Püriertes Gemüse, hier mit Fleischfarce in Würstchenform, kann Gourmetansprüchen genügen und dennoch bezahlbar sein.

(Foto: Smoothfood)

Das Essen in Pflegeheimen verstößt oft gegen die Menschenwürde. Wieso eigentlich? Besuch bei Köchen, die wissen, wie es besser geht.

Von Nina von Hardenberg

Die Fotos haben einen Gelbstich, sie sehen nach den Siebzigerjahren aus. Man erkennt Plastikteller oder Näpfe mit grünem oder braunem Brei, halb übergeschwappt und schmierig, und in jedem Fall nicht als eine konkrete Speise zu identifizieren. Püriertes Essen ist das, wie es seit Jahrzehnten in Pflegeheimen Menschen vorgesetzt wird, die schlecht kauen oder schlucken können. "Kochen ist immer ein Beziehungsangebot. Eine Botschaft, wie ich über jemanden denke", sagt Markus Biedermann, während er die Bilder mit einem Beamer an die Wand wirft. "Diese Botschaft heißt, du gehst mir am Arsch vorbei. Fuck you."

Biedermann ruft es in den Raum, in dem er an diesem Montag ein Seminar über Smoothfood gibt - über geschmeidiges Essen, das er selbst mit erfunden hat und das auch Menschen mit Kau- oder Schluckproblemen mühelos essen können. Die drei anwesenden Köche, die Ergotherapeutin und der Hospiz-Spezialist in dem mager besuchten Kurs nicken zustimmend. Sie sind überzeugt, das Problem liegt eher bei den vielen, die nicht da sind.

Seit Jahren bietet Biedermann Seminare über Kochkunst für Altersheime an, in der Schweiz, in Österreich und Deutschland. Seit Jahren plädiert er für eine würdige Esskultur im Alter. Das Thema ist in einer alternden Gesellschaft, in der 20 Prozent der Senioren Probleme mit dem Schlucken haben, aktueller denn je, doch der Sinneswandel ist langsam.

Gesunde Küche für alte Leute - lohnt sich das überhaupt?

Die Abgründe finden sich oft in den Nebensätzen, sagt Biedermann. Wenn ein Heimleiter fragt, ob sich gesunde Küche bei alten Leuten noch lohne. Oder wenn ein Kollege erzählt, er koche jetzt zwar in einem Heim, aber zum Glück gehöre dazu auch ein Restaurant, "da könne er kreativ sein". Dabei darf ein Heimkoch nicht nur kreativ sein, er darf zaubern. Etwa den Geschmack von frisch gebratenem Schnitzel für Menschen, die fast nichts mehr runterkriegen.

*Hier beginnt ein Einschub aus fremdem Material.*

PR #137, opened 2019-01-20
docs(project): Added Mumbai chapter details

indcoder:


terichadbourne:
Thanks for the PR @indcoder! A few quick requests for consistency between listings: 

- Is there a commonly-used abbreviation we could use for the state of Maharashtra to keep fairly consistent formatting in the listings?  In the US we're using _Boston, MA_ and _Denver, CO_ for example. (Or better yet, if there is only one Mumbai in India, the state or province could be excluded, as has been done with London, Porto, etc.)
- Could you please change "India" to "IN" as we're using each country's [ISO-3166 2-letter country code](https://en.wikipedia.org/wiki/ISO_3166-2) for consistency?
- Would you mind changing the region to just "Asia"? I'm happy to reassess when we have more chapters, but for now I'm envisioning full continents as the best differentiator here so we don't end up with too many region names. 

Thanks!

indcoder:
Hi @terichadbourne ,

1. Yes we have an 2 letter abbreviation, I will shorten it to that.
2. I will but I took a cue from the US based cities in the json file; they are not following s ISO-3166 2-letter country code

image.

3. Will do.. Any reason why the field should not be renamed to continent itself?

terichadbourne:
Thanks for the updates @indcoder! I actually caught and fixed the US abbreviations earlier today. Just merged this so your chapter should be listed on the site within a few minutes. Thanks again for organizing!

PR #174, opened 2019-03-26
Fixed some eslint errors

andrew:
Reduces the number of errors that show up when running `npm run serve` for a nicer contributor experience.


terichadbourne:
Thank you @andrew!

Wie das geht, lernen die Teilnehmer des Heimkoch-Seminars an diesem Montag im Altenheim Tertianum Wismetpark im schweizerischen Weesen. Lehrmeister Biedermann hat zu einem Kurs mit Markus Gübeli eingeladen, einem seiner früheren Schüler, der ihn am Herd längst überholt hat. Mangoschaum darf man hier kosten und ein Birchermüsli mit Früchten, das Markus Gübeli in eine Art lila Quarkspeise mit der Konsistenz von Mousse au chocolat verwandelt hat, sowie Reissalat mit Karottenstückchen und Fleischterrine, der sich mit der Gabel butterweich teilen lässt. Feinste Gourmetküche für Senioren, es gibt sie, aber kaum ein Heim bietet sie an.

Wenn man alt und gebrechlich ist, wenig sieht und schlecht hört, ist essen oft eine der letzten Sinnesfreuden. In vielen Heimen warten die Bewohner ab dem Morgen aufs Mittagessen. Das aber bereitet oft Probleme. Etwa jeder fünfte Heimbewohner kann harte Speisen nicht mehr gut kauen, weil er schlechte Zähne hat oder das Gebiss nicht sitzt. Essen schmeckt dann fad, weil sich Aromen erst beim Zerkauen entfalten.

Etwa noch einmal so viele ältere Menschen leiden nach Schlaganfällen oder Krankheiten an Schluckstörungen. Demenzkranke etwa können von einem einzigen Himbeerkern in der Quarkspeise so irritiert sein wie Gesunde von einer Gräte im Fisch. Sie schieben das Essen misstrauisch hin und her ohne zu schlucken. Fein passierte Kost können diese Menschen sehr wohl noch essen.

Mit Brokkoli können viele Senioren nichts anfangen

Wer für ältere Leute kocht, muss sich zunächst einmal für sie interessieren, für ihre Essgewohnheiten. Ein simples Beispiel ist Brokkoli: Viele Senioren können mit dem Gemüse wenig anfangen, weil es erst in den 70er-Jahren nach Deutschland kam. Markus Biedermann war schon in Heimen, wo sie Couscous und Amarant gekocht haben, sicher gesund, aber geschmacklich auch meilenweit entfernt von einer Generation, für die zum Fleisch auf dem Teller noch Petersilienkartoffeln, weiche grüne Bohnen und braune Soße gehörten. Auch der Geschmacksinn ändert sich im Alter. Wenn die Nase schwächer wird, stechen bittere Aromen stärker hervor.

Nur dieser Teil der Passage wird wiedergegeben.